I never quite understood the rationale behind the Bonferroni correction. I understand that we want to reduce the FDR, but it seems odd to penalise a test based on the existence of another test, given that we do not even know if we have complete information about all possible test.

As an example, say we perform some test on time series data (let's say, the Mann Kendall test). Let's say we have temperature data about New York from 1900 to 2020. If we perform the test for the full dataset, from 1990 to 2000, that gives us one test. We find this is significant. We could now perform another test, but with a subset, using data from 1950 to 2020. We also find this is significant, but we now apply a Bonferroni correction. We now perform another test, from 1990 to 2020, and now the original test (1900-2020) is no longer significant from the correction. We could continue like this until we have no significant results, even though we haven't changed the raw data.

## Best Answer

This is why it's important to have to have a statistical analysis plan, rather than just conducting hypothesis tests on an ad-hoc basis. It's usually good practice to define the hypothesis tests you want to run up front before actually running any of them. You don't need to know the universe of "all possible tests", you just need to know the universe of "tests you're actually running".

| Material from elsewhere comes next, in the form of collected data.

PR #1312, opened 2019-02-22
PLAT-1019 | Scrape ldek questions

kvas-damian:


app/Models/QuizQuestion.php
```diff
@@ -19,10 +19,6 @@ class QuizQuestion extends Model implements WithReactions, WithTags
 		'preserve_order' => 'boolean',
 	];
 
-	public function setPreserveOrderAttribute($value) {
```
kvas-damian: Because of that, we can't change the value of this field. It's always `false` - you can check on prod.

app/Console/Commands/ScrapeLdekQuizQuestions.php
```diff
@@ -0,0 +1,156 @@
...
+		$cemTaxonomy = Taxonomy::firstOrCreate(['name' => 'Klasyfikacja CEM']);
+		$examTaxonomy = Taxonomy::firstOrCreate(['name' => 'Egzaminy']);
+
+		$bar = $this->output->createProgressBar(count($questions));
+
+		foreach($questions as $question) {
+			$questionCrawler = new Crawler($question);
+			$questionId = $question->getAttribute('pytanieid');
+
+			preg_match("/var pytanieId = '$questionId'.*\\n.*?= '(.)/", $examHtml, $matches);
```
rogatty: Can you add an example of a string we're matching here? Will be easier to debug if we need to update it in the future.

app/Console/Commands/ScrapeLdekQuizQuestions.php
```diff
@@ -0,0 +1,156 @@
...
+			$correctAnswer = $matches[1];
+
+			$questionText = $questionCrawler->filter('.question-and-answear')->first()->html();
```
rogatty: answear 😆

app/Console/Commands/ScrapeLdekQuizQuestions.php
```diff
@@ -0,0 +1,163 @@
...
+			$questionId = $question->getAttribute('pytanieid');
+
+
+			/*
+			 * Match correct answer, example source text
+			 *
+			 * 		var pytanieId = '797';
+			 * 		var odpowiedzPoprawna = 'B.'.replace(" ", "");
+			 */
+			preg_match("/var pytanieId = '$questionId'.*\\n.*?= '(.)/", $examHtml, $matches);
```
rogatty:
```suggestion
			preg_match("/var pytanieId = '$questionId'.*\\n.*?= '([A-E])/", $examHtml, $matches);
```

rogatty: This `.replace(" ", "")` is suspicious, what if they have it because there can be a space at the beginning? Our pattern will fail then:
```
var odpowiedzPoprawna = ' B.'.replace(" ", "");
```

app/Models/QuizQuestion.php
rogatty: We have casting above, anyway.

app/Console/Commands/ScrapeLdekQuizQuestions.php
kvas-damian: Space happens from time to time, but at the end of the string.

We cannot simply use the `[A-E]` matcher because sometimes it's `X` or `?` which means they don't know the answer.

rogatty: Ah, let's add a comment about `X or ?`, then.

kvas-damian:
We can always remove trash when that happens

bognix:
I second @rogatty suggestion. Creating such check is quick. We already had such problems in the past.

PR #1318, opened 2019-02-22
PLAT-1046 | Run Dusk tests in a docker container

rogatty:
https://bethink.atlassian.net/browse/PLAT-1046

To make payment tests almost pass:
- `yarn run dev`
- update columns in `products` table:
  - `quantity` > 0 (each signup decrements it so make it big enough)
  - `access_end` in the future
  - `signups_close` in the future
- add row to `payment_method_product` table with:
  - your `product_id`
  - `payment_method_id = 3` (instalments)
  - `end_date` in the future
- set `APP_URL=http://nginx` in `.env`
- `docker exec -it php /bin/sh`
- `php artisan dusk tests/Browser/Tests/Payment/PaymentTest.php`

You can see what Selenium is doing by going to `vnc://127.0.0.1:5900`. This won't work if we use `selenium/standalone-chrome` (without `-debug`) or `--headless`.


tests/Browser/Tests/Course/Lesson/NavigateUsingSideNavTest.php
```diff
@@ -12,10 +15,22 @@ class NavigateUsingSideNavTest extends DuskTestCase
 
 	private $user;
 
-	public function setUp()
+	public function setUp(): void
 	{
 		parent::setUp();
 		$this->user = factory(User::class)->create();
+		// TODO figure out how to make it cleaner
```
kvas-damian: Do we have a ticket for this TODO? Can we link it?

docker-compose.yaml
```diff
@@ -122,6 +123,17 @@ services:
...
 
+  selenium:
+    container_name: selenium
+    image: selenium/standalone-chrome-debug
+    volumes:
+      - /dev/shm:/dev/shm
+    ports:
+      - "4444:4444"
+      - "5900:5900"
+    links:
```
bognix: Why do we need to set this? I think it should automatically be connected to the network created by docker-compose. The links option is deprecated and may be removed in the future - https://docs.docker.com/compose/compose-file/#links

tests/Browser/Tests/Course/Chat/CourseChatTest.php
```diff
@@ -21,7 +21,7 @@ class CourseChatTest extends DuskTestCase
 	private $user;
 	private $user2;
 
-	public function setUp() {
+	public function setUp(): void {
```
bognix: is it something that we are going to do across the repo? I see previously the php docs were used to indicate the void return type

tests/Browser/Tests/Course/Lesson/NavigateUsingSideNavTest.php
```diff
@@ -12,10 +15,22 @@ class NavigateUsingSideNavTest extends DuskTestCase
...
+		UserSubscription::create([
```
bognix: Can't you use factory here and set up all the required data using factory? This way you won't need to update your own database to start testing.

tests/Browser/Tests/Payment/PaymentRandomTest.php
```diff
@@ -9,6 +9,7 @@ class PaymentRandomTest extends DuskTestCase
 	/** @test */
 	public function randomCheckoutTest()
 	{
+		$this->markTestSkipped();
```
bognix: could you add some comment explaining why this test is skipped.

tests/Browser/Tests/Course/Chat/CourseChatTest.php
rogatty: This method overrides a method from `Laravel\Dusk\TestCase` and the types must be compatible. The original signature was probably changed when we updated Laravel.

But yes, it would be great to add typing wherever possible.

docker-compose.yaml
rogatty: Ah, I took it from some (apparently outdated) article. I confirmed that we can remove it and use `APP_URL=http://nginx` 👍

tests/Browser/Tests/Payment/PaymentRandomTest.php
rogatty: It's something used by @gitkuba and it can't pass because of missing `scenario.dusk` file. Anyway, I don't want to mess with it now, so I reverted this change.

tests/Browser/Tests/Course/Lesson/NavigateUsingSideNavTest.php
rogatty: If I'm correct, you'll need to update it anyway because of the changes needed in `products` and `payment_method_product` tables. I reverted this change because this test is failing anyway. It was here only to show what data is missing. I'll move it to the ticket.

tests/Browser/Tests/Course/Lesson/NavigateUsingSideNavTest.php
rogatty: See https://github.com/bethinkpl/wnl-platform/pull/1318#discussion_r260245657

PR #1320, opened 2019-02-25
[PLAT-1054] Unblock final certificates

preziu:
Users that have finished course after 15/02 can not download final certificate - but it could be possible fim them to do so until the end of course access.


app/Http/Controllers/Api/PrivateApi/CertificatesApiController.php
```diff
@@ -117,13 +117,6 @@ public function getFinalCertificate($orderId)
 			return $this->respondForbidden("User not allowed to view order details");
 		}
 
-		if (!$user->hasFinishedCourse(
```
kvas-damian: Why do we remove this condition? Don't we need to validate if the user finished the course before we generate a certificate?

resources/assets/js/components/user/UserCertificates.vue
```diff
@@ -25,7 +25,7 @@
 			<ul>
 				<li v-for="order in finalCertificates" :key="order.id">
 					<a @click="downloadFinalCertificate(order.id)">
-						Certyfikat Ukończenia: {{order.product.name}} - {{formatDate(order.product.course_start)}} - {{formatDate(order.product.course_end)}}
+						Certyfikat Ukończenia: {{order.product.name}} - {{formatDate(order.product.course_start)}} - {{formatDate(new Date())}}
```
kvas-damian: Are you sure we want to show the current date for courses that finished a year ago?

app/Http/Controllers/Api/PrivateApi/CertificatesApiController.php
```diff
@@ -136,7 +129,7 @@ public function getFinalCertificate($orderId)
 		$img->text(
 			sprintf("%s - %s r.",
 				$order->product->course_start->format('j.m.Y'),
-				$order->product->course_end->format('j.m.Y')
+				$order->product->access_end->format('j.m.Y')
```
kvas-damian: I don't think it's ok if we sign a certificate with future date.

app/Http/Controllers/Api/PrivateApi/CertificatesApiController.php
```diff
@@ -150,7 +143,7 @@ public function getFinalCertificate($orderId)
 			$font->align('center');
 		});
 
-			$img->text($order->product->course_end->format('j / m / Y') . ' r., Poznań', 1182, 867, function($font) {
+			$img->text($order->product->access_end->format('j / m / Y') . ' r., Poznań', 1182, 867, function($font) {
```
kvas-damian: I don't think it's ok that we sign a certificate with a future date.

app/Http/Controllers/Api/PrivateApi/CertificatesApiController.php
```diff
@@ -87,7 +87,7 @@ public function getParticipationCertificate($orderId)
 			$font->align('center');
 		});
 
-		$img->text($order->product->course_start->format('j / m / Y') . ' r., Poznań', 2365, 1650, function($font) {
+		$img->text(Carbon::now()->format('j / m / Y') . ' r., Poznań', 2365, 1650, function($font) {
```
kvas-damian: The date on the certificate will be different on every request. I'd be confused when I get it with different data.

app/Http/Controllers/Api/PrivateApi/CertificatesApiController.php
preziu: The idea behind letting a user download a final certificate is that he can do it after he meets a certain criteria during the course. There is no specific date to be achieved, only course progress conditions are valid. For example: a user met the final criteria at 23.02, but his actual access to the course ends at 1.05. So when we restrict users to the course_end, which at the moment is 15.02, we are closing the opportunity for them to get the final certificate :)

app/Http/Controllers/Api/PrivateApi/CertificatesApiController.php
preziu: My bad! this should stay as a `course_start`, I'll push a fix right away 👍

app/Http/Controllers/Api/PrivateApi/CertificatesApiController.php
preziu: It a certain type of promise. The desired behavior is that we put a date of actual meeting the criteria. This is only a quick fix until we include a proper logic for calculating the actual date.

resources/assets/js/components/user/UserCertificates.vue
preziu: Well, I couldn't really think about a proper date to set the finishing date, but after a thought i think it should be a `access_end`. I'm pushing a fix right away!

app/Http/Controllers/Api/PrivateApi/CertificatesApiController.php
kvas-damian: But right now we don't check if "course progress conditions are valid". Now, everyone can hit this endpoint and generate a certificate for any of his orders - without any checks.

app/Http/Controllers/Api/PrivateApi/CertificatesApiController.php
kvas-damian: Please create a ticket and mark this line with TODO comment.

PR #1324, opened 2019-02-26
PLAT-1039 | Fix is-loading CSS class

kvas-damian:


resources/assets/sass/_styleguide.scss
```diff
@@ -575,8 +575,8 @@ ol {
 	text-transform: uppercase;
 }
 
-
-.is-loading {
+// Make sure our loader doesn't clash with bulma loader
+.is-loading:not(.button, .select, .control) {
```
bognix: in order to make sure to not clash it with bulma I would create a dedicated class name and won't add not selector. What if we want to add our loader to a .button, .select or .control?

PR #1329, opened 2019-02-28
PLAT-1040 | Add laravel schedule monitoring for LDEK

kvas-damian:
Don't merge without: https://github.com/bethinkpl/ansible/pull/52


app/Console/Commands/CommandWithMonitoring.php
```diff
@@ -0,0 +1,29 @@
...
+			if ($metricName) {
+				(new PrometheusPushgateway())->notify(env('MONITORING_METRIC_NAME'));
+			} else {
+				\Log::debug('Monitoring notification silenced on non-production env');
+			}
+		}
+		return $result;
+	}
+
+	abstract public function handleBody();
```
bognix: handleBody sounds odd a little bit. How about execute?

app/Console/Kernel.php
```diff
@@ -33,7 +33,7 @@ protected function schedule(Schedule $schedule)
 			->hourly()
 			->withoutOverlapping()
 			->after(function () {
-				$this->notifyPrometheusPushgateway('orders_stats_export');
+				(new PrometheusPushgateway())->notify('orders_stats_export');
```
bognix: Does it mean that if I run one of those commands using `php artisan...` they will report to Prometheus? Maybe we can add some flag to disable reporting in such case? I think the reporting shouldn't be polluted with "manual" executions if not stated explicitly.

app/Console/PrometheusPushgateway.php
```diff
@@ -0,0 +1,30 @@
...
+namespace App\Console;
+
+
+use GuzzleHttp\Exception\GuzzleException;
+
+class PrometheusPushgateway
+{
+	public function notify($metricName)
+	{
+		$client = new \GuzzleHttp\Client();
```
bognix: could you keep the `use` consistent? Either declare `use ...` at the top of the file or use the absolute names.

config/app.php
```diff
@@ -54,6 +54,16 @@
 
 	'url' => env('APP_URL', 'http://localhost'),
 
+	/*
+	|--------------------------------------------------------------------------
+	| Application Instance Name
+	|--------------------------------------------------------------------------
+	|
+	| Identify different proction environments like lek, ldek, etc...
```
rogatty: `proction`?

app/Console/Commands/StoreProgress.php
```diff
@@ -6,11 +6,10 @@
 use App\Models\UserCourseProgress;
 use Closure;
 use Exception;
-use Illuminate\Console\Command;
 use Illuminate\Support\Facades\DB;
 use Illuminate\Support\Facades\Redis;
 
-class StoreProgress extends Command
+class StoreProgress extends CommandWithMonitoring
```
rogatty: Remember to update the rest of the commands too.

app/Console/Kernel.php
rogatty: If you run a command using artisan, you don't go through this flow. You go through `CommandWithMonitoring::handle()` which has a check for `MONITORING_METRIC_NAME` which is set only in k8s cron jobs.

This here is a temporary solution until we migrate LEK production to k8s. Then, we can remove all these Laravel schedule jobs.

app/Console/Commands/StoreProgress.php
kvas-damian: Skleroza...

app/Console/Commands/CommandWithMonitoring.php
kvas-damian: Execute is already reserved: https://github.com/laravel/framework/blob/5.8/src/Illuminate/Console/Command.php#L181
Do you have other names in your mind?

rogatty: `run`

kvas-damian: https://github.com/laravel/framework/blob/5.8/src/Illuminate/Console/Command.php#L163

kvas-damian:
LGTM

PR #1331, opened 2019-03-01
PLAT-1056 | Fix payment browser tests

rogatty:
https://bethink.atlassian.net/browse/PLAT-1056

To run the tests locally use `./tests/payment-tests.sh`.

If they fail, try:
- `yarn run dev`
- update columns in `products` table for the latest `wnl-online` and `wnl-online-onsite` products:
  - `quantity` > 0 (each signup decrements it so make it big enough)
  - `access_end` in the future
  - `signups_close` in the future
- add row to `payment_method_product` table with:
  - `product_id` of the latest `wnl-online` product
  - `payment_method_id = 3` (instalments)
  - `end_date` in the future


.gitignore
```diff
@@ -5,6 +5,9 @@
 /.vscode
 .env
 .env.backup
+.env.dusk.*
+.env.ngrok
+.env.selenium
```
bognix: is there any `.env` file that we want to commit?

tests/payment-tests.sh
```diff
@@ -0,0 +1,24 @@
...
+cd ${DIR}/..
+
+NGROK_URL=$(./ngrok-enable.sh -r 0)
+
+# ngrok failed
+if [[ $? -eq 1 ]]; then
+    exit 1
+fi
+
+P24_STATUS_URL="$NGROK_URL/payment/status" APP_URL="http://nginx" SESSION_DOMAIN="nginx" docker-compose up -d php
```
bognix: perhaps `docker restart php` would work as well?

rogatty: I'm not sure if it'll work because it has to reload environment variables listed in `docker-compose.yaml`. Is there a good reason to check it? Is `docker restart php` better?

tests/payment-tests.sh
```diff
@@ -0,0 +1,26 @@
...
+cd ${DIR}/..
+
+NGROK_URL=$(./ngrok-enable.sh -r 0)
+
+# ngrok failed
+if [[ $? -eq 1 ]]; then
+    exit 1
+fi
+
+P24_STATUS_URL="$NGROK_URL/payment/status" APP_URL="http://nginx" SESSION_DOMAIN="nginx" DEBUG_BAR="false" docker-compose up -d php
```
kvas-damian: `DEBUG_BAR` generates code that makes selectors not matching correct elements - so I disabled it.

tests/payment-tests.sh
bognix: It was more explicit about what we do here but I'm not sure if it will re-read the variable for docker-compose. I highly doubt it.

It's reasonable to conduct a tiered analysis where different numbers of hypotheses are considered based on domain knowledge. If you have a strong reason to believe there is an effect in some period of time and run a hypothesis test

onlyin that period of time, a result of p<0.05 suggests a true effect. You may then do a more exploratory analysis and run a thousand hypothesis tests over many periods of time, but by the sheer number of tests, it's extremely likely that some of them will have a nominal p<0.05. This new correction factor doesn't invalidate your original finding, since you did run an analysis with one single hypothesis originally. Prior knowledge can be important, as it can lead you to meaningful findings that don't get corrected out by irrelevant statistical tests where you didn't really expect a positive finding anyway.Suppose I have a 1000 coins and you want to find out if any are biased. If you pick one single coin and get 5 heads in a row, that's rather unexpected and reasonable evidence that the coin is not fair. But if you flip all 1000 coins, it's almost certain that many will produce heads 5 times in a row. This is where honesty in data analysis becomes important, as it would be disingenuous to flip all 1000 coins and then pretend you only flipped the coins that showed p<0.05. In all cases, the raw data remains the same, but how and why you choose to analyze it will affect your interpretation of it.